#### [Exercise data]
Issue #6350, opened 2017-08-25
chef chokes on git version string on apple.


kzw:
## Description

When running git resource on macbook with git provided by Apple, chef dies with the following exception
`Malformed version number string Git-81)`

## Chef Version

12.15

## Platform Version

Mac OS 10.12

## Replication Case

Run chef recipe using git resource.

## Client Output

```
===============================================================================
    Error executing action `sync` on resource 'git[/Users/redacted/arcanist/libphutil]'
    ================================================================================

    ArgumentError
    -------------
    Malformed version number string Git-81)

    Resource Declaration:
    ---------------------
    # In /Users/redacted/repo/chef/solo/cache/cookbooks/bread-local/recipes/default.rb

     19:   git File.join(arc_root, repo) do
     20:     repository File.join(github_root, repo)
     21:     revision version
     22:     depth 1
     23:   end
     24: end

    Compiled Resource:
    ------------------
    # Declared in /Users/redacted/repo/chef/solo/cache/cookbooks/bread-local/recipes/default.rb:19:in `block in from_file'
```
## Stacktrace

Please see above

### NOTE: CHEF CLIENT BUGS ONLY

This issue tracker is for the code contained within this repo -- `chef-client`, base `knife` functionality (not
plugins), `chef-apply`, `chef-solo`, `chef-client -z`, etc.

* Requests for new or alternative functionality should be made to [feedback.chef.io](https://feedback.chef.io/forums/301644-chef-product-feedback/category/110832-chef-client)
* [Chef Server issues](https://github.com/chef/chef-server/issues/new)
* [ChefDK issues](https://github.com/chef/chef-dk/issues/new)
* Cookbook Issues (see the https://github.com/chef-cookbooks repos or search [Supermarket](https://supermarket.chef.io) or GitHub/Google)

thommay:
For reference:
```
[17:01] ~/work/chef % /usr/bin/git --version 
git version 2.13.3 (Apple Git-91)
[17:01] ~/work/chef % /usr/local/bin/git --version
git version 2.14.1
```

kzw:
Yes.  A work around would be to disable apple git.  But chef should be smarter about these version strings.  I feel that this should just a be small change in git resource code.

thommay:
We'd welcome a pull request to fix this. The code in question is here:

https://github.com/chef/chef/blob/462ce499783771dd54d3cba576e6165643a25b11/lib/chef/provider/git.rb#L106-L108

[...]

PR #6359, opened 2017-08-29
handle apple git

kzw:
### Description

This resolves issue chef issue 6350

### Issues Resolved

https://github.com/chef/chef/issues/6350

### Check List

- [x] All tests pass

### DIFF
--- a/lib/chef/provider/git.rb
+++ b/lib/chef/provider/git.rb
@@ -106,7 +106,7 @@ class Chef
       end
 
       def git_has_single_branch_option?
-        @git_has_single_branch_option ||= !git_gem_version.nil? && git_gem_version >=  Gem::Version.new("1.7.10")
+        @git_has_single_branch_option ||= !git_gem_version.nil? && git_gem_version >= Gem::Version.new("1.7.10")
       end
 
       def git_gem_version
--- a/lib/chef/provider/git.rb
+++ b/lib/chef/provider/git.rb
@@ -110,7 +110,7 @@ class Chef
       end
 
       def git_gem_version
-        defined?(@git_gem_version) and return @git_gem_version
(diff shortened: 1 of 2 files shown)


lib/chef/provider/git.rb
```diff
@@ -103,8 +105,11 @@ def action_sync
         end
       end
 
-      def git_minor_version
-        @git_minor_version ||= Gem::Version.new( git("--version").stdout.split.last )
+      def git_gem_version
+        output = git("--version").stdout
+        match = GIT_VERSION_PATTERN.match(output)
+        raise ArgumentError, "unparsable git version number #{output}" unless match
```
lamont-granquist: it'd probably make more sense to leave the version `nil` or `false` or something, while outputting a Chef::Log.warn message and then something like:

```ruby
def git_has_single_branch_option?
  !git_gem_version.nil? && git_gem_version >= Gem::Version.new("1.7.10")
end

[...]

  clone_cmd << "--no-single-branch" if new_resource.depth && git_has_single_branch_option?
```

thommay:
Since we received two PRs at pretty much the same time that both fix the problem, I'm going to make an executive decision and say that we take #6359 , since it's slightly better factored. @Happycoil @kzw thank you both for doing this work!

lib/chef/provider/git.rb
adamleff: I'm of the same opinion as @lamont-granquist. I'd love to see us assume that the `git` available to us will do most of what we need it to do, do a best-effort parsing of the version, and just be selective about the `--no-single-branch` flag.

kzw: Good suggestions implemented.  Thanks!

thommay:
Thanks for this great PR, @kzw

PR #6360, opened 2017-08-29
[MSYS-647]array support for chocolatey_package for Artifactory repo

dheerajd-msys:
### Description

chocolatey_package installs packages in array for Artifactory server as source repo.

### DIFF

#### [What you should do]
What lines in the material mention "server"? Copy every one of them.

#### [Answer section]
* [Chef Server issues](https://github.com/chef/chef-server/issues/new)
chocolatey_package installs packages in array for Artifactory server as source repo.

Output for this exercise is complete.